It’s true that the government hasn’t built such a system, though to be fair, it’s a lot harder than it looks. I’ve been in this industry for 13 years. I witnessed the 2007–2008 crisis from inside Goldman Sachs where I eventually held a Managing Director position. Now, for the last three years, my team and I have had our heads down building Jiko, a company that gives people control over the movement and storage of their own cash, via ownership of US Treasuries. We call our concept ‘Spendable T-Bills.’ It’s simple and yet, it’s an entirely new approach to money that happens to be well suited to everyday cash transactions and to what’s needed right now at the federal level: a frictionless, low-risk, low-cost mechanism for transmitting and storing money at the scale of the country.

US Treasury Bills are a key component of the global economy — the most liquid and trustworthy financial instrument in the world — and yet they have never been easily accessible to individual consumers. That’s what Jiko is changing. That is our innovation. One we think worthy of attention.

But to best explain why we should all care about a platform built on T-Bills, I’d like to back up to the core issue of scale and efficiency that has become apparent in the last two months, and share insights which hopefully will help explain that the problem isn’t just about antiquated technology. It has to do with a banking model that has evolved over 200 years and cannot handle today’s needs effectively.

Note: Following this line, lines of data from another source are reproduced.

PR #2252, opened 2024-08-22
Build performance optimizations for projects with large sidebars

### LINKED ISSUE #2215: Large sidebars (i.e autogenerating all folders) causes build slowdowns due to repeated getSidebar calls

0.25.2

4.13.4

npm

Mac

Chrome

### Describe the Bug

On Starlight sites with a large (thousands of items) sidebar, which may be filtered with a Sidebar override (i.e to the current folder), individual pages will build slower as the sidebar size increases.

For example, with [`cloudflare/cloudflare-docs`](https://github.com/cloudflare/cloudflare-docs) as an example, there are ~4,000 pages and each top-level folder within `src/content/docs` is an autogenerate entry for the sidebar.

The problem: money storage

Simply put, America needs a system that can:

  • Transmit money very quickly, at scale.
  • Operate with precision and efficiency to ensure that, for example, emergency funding reaches its rightful owner in immediate need. Not to scammers, thank you very much.
  • Store money safely for a little while, before and after it’s been moved — since not everyone spends everything immediately.

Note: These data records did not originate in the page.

PR #2253, opened 2024-08-22
Support the `class` attribute for hero action link buttons

HiDeoo:
This PR fixes an issue [reported](https://discord.com/channels/830184174198718474/1070481941863878697/1276132830547808337) on Discord where trying to use the `class` attribute in hero action link buttons was not working as expected.

The link button generated with the following frontmatter would not include the `TEST_CLASS_WARNING_REMOVE_ME` class:

```yaml
title: My Docs
template: splash
hero:
  actions:
    - text: Go
      icon: right-arrow
      link: /
      attrs:
        class: TEST_CLASS_WARNING_REMOVE_ME
```


packages/starlight/components/Hero.astro
```diff
@@ -50,12 +50,14 @@ if (image) {
...
 				<div class="sl-flex actions">
-					{actions.map(({ attrs, icon, link: href, text, variant }) => (
-						<LinkButton {href} {variant} icon={icon?.name} {...attrs}>
-							{text}
-							{icon?.html && <Fragment set:html={icon.html} />}
-						</LinkButton>
-					))}
+					{actions.map(
+						({ attrs: { class: className, ...attrs } = {}, icon, link: href, text, variant }) => (
+							<LinkButton {href} {variant} icon={icon?.name} class:list={[className]} {...attrs}>
```
delucis, line 55: Huh, interesting! Do you know why this extra work is needed? Because Astro already sets a `class` and uses that instead of the one spread in from `attrs`? Feels like maybe something we should report to the team.

delucis (approved):
Looks good @HiDeoo — I’m curious about one detail, but happy with the code.

packages/starlight/components/Hero.astro
HiDeoo: Good question, I always assumed this was the expected pattern to use with our `scopedStyleStrategy` when you want to accept a class that you would pass down to a child and the component also get a scoped class. Using `class` would result with one being overwritten by the other so you would have to use `class:list`. Thinking about it, I guess this may be handled automatically, never thought about it, could be a good question to ask 🤔

delucis: Asked [on Discord](https://discord.com/channels/830184174198718474/1070208455329198190/1278042063937474605), but I think we can still make this as a fix for now!

delucis (approved):
Thanks for the fix @HiDeoo!

PR #32056, opened 2026-06-05
[DOC-1349] Note clone time travel limitation

ddhodge:
@netlify /stable/manage/backup-restore/instant-db-cloning/#limitations

### DIFF
--- a/docs/content/stable/manage/backup-restore/instant-db-cloning.md
+++ b/docs/content/stable/manage/backup-restore/instant-db-cloning.md
@@ -314,5 +314,4 @@ If you have [tablet limits](../../../architecture/docdb-sharding/tablet-splittin
 
 - Cloning as of a time close to the limit of the history retention period may fail. For example, if you have a history retention period of 10 minutes and you create a clone as of 9 minutes ago, the clone operation may fail. Use a slightly larger history retention period than you think you need.
 - Cloning to a point in time during which a DDL was running may fail. See issue {{<issue 28814>}}.
-- You cannot [time travel](../time-travel-query/) to a point in time prior to the 'as of' time of the clone.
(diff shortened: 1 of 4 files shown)


aishwarya24 (approved):
LGTM

docs/content/stable/manage/backup-restore/instant-db-cloning.md
```diff
@@ -314,4 +314,5 @@ If you have [tablet limits](../../../architecture/docdb-sharding/tablet-splittin
 
 - Cloning as of a time close to the limit of the history retention period may fail. For example, if you have a history retention period of 10 minutes and you create a clone as of 9 minutes ago, the clone operation may fail. Use a slightly larger history retention period than you think you need.
 - Cloning to a point in time during which a DDL was running may fail. See issue {{<issue 28814>}}.
+- You cannot [time travel](../time-travel-query/) to a point in time prior to the 'as of' time of the clone.
```
yamen-haddad: This limitation should be added to the Time-Travel Docs.
What about we add under the line:
`Time travel queries are not supported for temporary tables.` in the Time-travel docs
The following:
`You cannot time-travel to a time prior to the creation time of a database clone`

yamen-haddad (changes requested):

yamen-haddad:
Can we also add the following info to the time travel documentation:

- Under the section `When setting yb_read_time, keep in mind the following:` Let's append to the last bullet point to be as follows:
```
Currently, time travel queries can only read old data without schema changes. In other words, do not set the read time to a time earlier than the most recent DDL operation. This includes cluster-wide DDLs that affect global objects, such as a clone operation.
```

yamen-haddad (approved):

Curious as it may seem, in 2020, the United States does not have a single entity/platform/company/government-tool to do all three pieces. It is not just a matter of technology. If that’s all it was, BigTech & Fintechs would have cracked it 20 years ago.

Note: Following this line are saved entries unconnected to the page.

Issue #32075, opened 2026-06-07
[YSQL] Stale txn_start_us at coordinator causes wrong deadlock victim selection


ellabaron-code:
Jira Link: [DB-21771](https://yugabyte.atlassian.net/browse/DB-21771)
## Description

The deadlock detector selects its victim using each transaction's
`txn_start_us`, read from the coordinator's per-txn `first_touch_` field.
`first_touch_` is populated from the `start_time` field on incoming
heartbeat RPCs.

When a connection takes a pre-prepared transaction from `TransactionPool`,
the pool registers it on the coordinator (CREATED heartbeat) *before* PG
supplies `xactStartTimestamp`. At that point `start_ == 0`, and the
heartbeat code suppresses `start_time` when `start_ == 0`, so the
coordinator records `first_touch_ = 0`.

When PG later calls `SetPgTxnStart(xactStartTimestamp, ...)`, the original
implementation stored the value only into `metadata_.pg_txn_start_us` — it
did not update `start_` and did not notify the coordinator. Only the next
periodic heartbeat (~500 ms later) carried the correct `start_time`. If the
deadlock detector fired before that tick, victim selection used a stale
`txn_start_us = 0` and fell through to the UUID tiebreaker, picking the
wrong victim.

This manifested as `PgObjectLocksTestRF1Deadlock.TestDeadlockSimple`
consistently hanging on macOS and being latently broken on Linux (where
scheduling usually delivered the periodic heartbeat in time).

### Steps to reproduce
- Run `PgObjectLocksTestRF1Deadlock.TestDeadlockSimple` (deterministic hang
  on macOS; latent on Linux).

## Issue Type
kind/bug

## Warning: Please confirm that this issue does not contain any sensitive information
- [x] I confirm this issue does not contain any sensitive information.

[DB-21771]: https://yugabyte.atlassian.net/browse/DB-21771?atlOrigin=eyJpIjoiNWRkNTljNzYxNjVmNDY3MDlhMDU5Y2ZhYzA5YTRkZjUiLCJwIjoiZ2l0aHViLWNvbS1KU1cifQ

PR #32076, opened 2026-06-07
[#32075] YSQL: Fix stale txn_start_us at coordinator causing wrong deadlock victim selection

ellabaron-code:
## Problem

`PgObjectLocksTestRF1Deadlock.TestDeadlockSimple` was hanging on macOS. On Linux it usually passed but was latently broken in the same way — the test only happened to land on a benign timing.

## Root cause

The deadlock detector picks the victim with the maximum `txn_start_us` (newest transaction loses), with UUID lex order as tiebreaker. It reads `txn_start_us` from the transaction coordinator's per-txn `first_touch_` field, which is set from the `start_time` field on incoming heartbeat RPCs.

Two coincident facts produce the bug:

1. **`TransactionPool::Take` pre-prepares transactions.** When a connection asks the pool for a `kPlain` transaction, the pool returns one it has already `Prepare()`-ed. `Prepare()` triggers `RequestStatusTablet → LookupTabletDone → SendHeartbeat(CREATED)` — registering the transaction on the coordinator **before PG has provided the `xactStartTimestamp`**. At that moment, `YBTransaction::Impl::start_` is still 0.

2. **The heartbeat code suppresses `start_time` when `start_ == 0`** (`client/transaction.cc:1458-1467`). So the prebuild's CREATED heartbeat carries no `start_time` field; the coordinator records `first_touch_ = 0` (`tablet/transaction_coordinator.cc:787`).

When PG later calls `YBTransaction::SetPgTxnStart(xactStartTimestamp, ...)`, the original implementation stored the value only into `metadata_.pg_txn_start_us` — it did **not** update `start_`, and did **not** notify the coordinator. The next periodic heartbeat (`FLAGS_transaction_heartbeat_usec`, default ~500 ms) would eventually carry the correct `start_time` and overwrite `first_touch_`, but in the failing test runs the deadlock detector fired before that tick landed.

## Platform-specific symptom

The bug is the same on both platforms, but the observed outcome diverges based on timing:

- **macOS (consistently hangs).** Both transactions in the deadlock cycle were still at `first_touch_ = 0` when the deadlock detector ran. The cycle string emitted was `<0>c3561032-...-><0>52963476-...->`. With both `txn_start_us` equal to 0, victim selection fell through to UUID lex tiebreaker. On the failing runs this picked the SHARE-holder, which then released its locks while the lock-waiter kept waiting — orphaned locks → hang.

- **Linux (usually passes).** The second transaction's periodic heartbeat consistently landed before the deadlock detector ran, so its `first_touch_` had the real PG `xactStartTimestamp` while the first transaction's was still 0. Since `real_ts > 0`, the second (newer) transaction was correctly picked as victim. The test passed not because the bug wasn't present, but because Linux scheduling happened to deliver a heartbeat in the narrow window before the deadlock detector ran. The macOS scheduler (or local clock / RPC latency) shifted that race the other way, making the bug deterministic.

This is why prior `--num-reps` runs on Linux looked clean: the bug was masked by a heartbeat-vs-detector race that Linux usually won and macOS usually lost.

## Fix

Test-only change: after `WaitFor(NumWaitingLocks() >= 1)` succeeds — i.e., both transactions have executed their first `LOCK` and therefore set `start_` locally via `SetStartTimeIfNecessary` — sleep `2 × FLAGS_transaction_heartbeat_usec` before forming the deadlock cycle. This gives the periodic heartbeat one tick to carry the real `start_us` to each status-tablet coordinator, so the deadlock detector sees real values instead of `<0>`.

Matches the existing 2×-heartbeat sleep pattern used elsewhere in the same file (lines 1495, 1507).

An earlier version of this PR fixed the underlying race in `YBTransaction::SetPgTxnStart` (write `start_` + fire a corrective heartbeat). That approach was set aside in favor of stabilizing the test, leaving the production code path unchanged.

## Test plan

- [x] `PgObjectLocksTestRF1Deadlock.TestDeadlockSimple` passes on macOS (previously a deterministic hang)
- [x] `PgObjectLocksTestRF1Deadlock.TestDeadlockSimple` passes on Linux across repeated runs

### DIFF
--- a/src/yb/yql/pgwrapper/pg_object_locks-test.cc
+++ b/src/yb/yql/pgwrapper/pg_object_locks-test.cc
@@ -355,6 +355,12 @@ TEST_F(PgObjectLocksTestRF1Deadlock, YB_DISABLE_TEST_IN_SANITIZERS(TestDeadlockS
   ASSERT_OK(WaitFor([&]() {
     return NumWaitingLocks() >= 1;
   }, 5s * kTimeMultiplier, "Timed out waiting for num waiting locks to be >= 1"));
+  // At this point both txns have triggered SetStartTimeIfNecessary via the object-lock path, so
+  // their local start_ values are set. Wait for the next periodic transaction heartbeat to carry
+  // those values to each status-tablet coordinator before forming the deadlock cycle, so the
+  // deadlock detector sees real txn_start_us values instead of the stale first_touch_=0 left by
+  // the pool-prebuilt CREATED heartbeat.
+  SleepFor(FLAGS_transaction_heartbeat_usec * 1us * kTimeMultiplier * 2);
   auto status_future_2 = std::async(std::launch::async, [&]() -> Status {
     RETURN_NOT_OK(conn1.Execute("LOCK TABLE test IN ACCESS EXCLUSIVE MODE"));
     return Status::OK();


src/yb/client/transaction.cc
```diff
@@ -1064,6 +1067,16 @@ class YBTransaction::Impl final : public internal::TxnBatcherIf {
...
+    start_.store(pg_txn_start_us, std::memory_order_release);
+    internal::RemoteTabletPtr st;
+    {
+      SharedLock<std::shared_mutex> lock(mutex_);
+      st = status_tablet_;
+    }
+    if (st) {
+      SendHeartbeat(TransactionStatus::PENDING, metadata_.transaction_id,
+                    transaction_->weak_from_this(), SendHeartbeatToNewTablet::kFalse);
+    }
```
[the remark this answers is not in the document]
ellabaron-code: Thanks — good catch. The symptom is actually worse than you described: `Rpcs::RegisterAndStart` enforces `CHECK(*handle == calls_.end())` at `rpc/rpc.cc:378`, so reusing `heartbeat_handle_` while a periodic heartbeat is in flight would crash the `tserver`, not silently drop the call.

Fixed in the follow-up commit by introducing a dedicated `corrective_heartbeat_handle_` for the `SetPgTxnStart` send. It's independent of `heartbeat_handle_/new_heartbeat_handle_`, so the two paths can run concurrently without contention. Preferred this over a pending-flag-in-HeartbeatDone approach to avoid adding mutable race-prone state to the periodic path.

basavaraj29:
> The deadlock detector picks the victim with the maximum txn_start_us (newest transaction loses)
This is best effort, and not always guaranteed.

> The next periodic heartbeat (FLAGS_transaction_heartbeat_usec, default ~500 ms) would eventually carry the correct start_time and overwrite first_touch_, but in the failing test runs the deadlock detector fired before that tick landed.
Allowing things to propagate on the next heartbeat was a conscious choice we made, because the above logic of deadlock victim was best effort.

We could just fix the test and not make any core code level fixes here.

src/yb/client/transaction.cc
```diff
@@ -2597,6 +2618,7 @@ class YBTransaction::Impl final : public internal::TxnBatcherIf {
   TaggedLogPrefix log_prefix_;
   rpc::Rpcs::Handle heartbeat_handle_;
   rpc::Rpcs::Handle new_heartbeat_handle_;
+  rpc::Rpcs::Handle corrective_heartbeat_handle_;
```
basavaraj29: let's not duplicate sources from where txn heartbeats are sent.

basavaraj29 (changes requested):
as commented on the issue, we could just fix the test and not make any core code level changes.

ellabaron-code:
@basavaraj29 Hi Basava, how do you suggest we fix the test then. Should we introduce some sleep period to allow heartbeats to propagate before triggering deadlock?

basavaraj29:
> Should we introduce some sleep period to allow heartbeats to propagate before triggering deadlock?
yes, could add sleeps in order in txn heartbeats to stabilize the test.

ellabaron-code:
@basavaraj29
Thank you, I will do that.

src/yb/client/transaction.cc
ellabaron-code: Fixed.

ellabaron-code:
Fixed. Please, review again.

src/yb/yql/pgwrapper/pg_object_locks-test.cc
basavaraj29, line 377: I hadn't looked at the test earlier. and reading the issue description somehow led me to think the test relies on the latter transaction to be aborted. 

But looks like the test expects either of the transactions to be aborted (due to the heartbeat race you described). So I don't see the need to sleep for the heartbeat interval in this test.

Looks like we are missing something. May be the test is flaky/failing due to some other reason?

The card networks like Visa, MasterCard or Discover handle transmission very well for example, while PayPal excels at fraud and identification. But neither Paypal nor Visa holds your paychecks and savings. They just move it from one bank to another. The ones you trust with the storage are the banks.

A simple picture to keep in mind is this: the financial system (in the US) is made of over 6,500 ‘nodes’, also known as the ‘banks’. Small and large, each is able to store a limited amount of money depending on its size, and interface with the payment networks at some speed. The US government itself sits on one side, the people on the other. In between: the nodes/banks.

Now let’s say you needed to get $1,000 each to 200 million Americans very quickly — that is, $200 billion in volume. Each person needs to be identified. Are you “banking” at node 2145 or 5931? How do we even confirm that reliably?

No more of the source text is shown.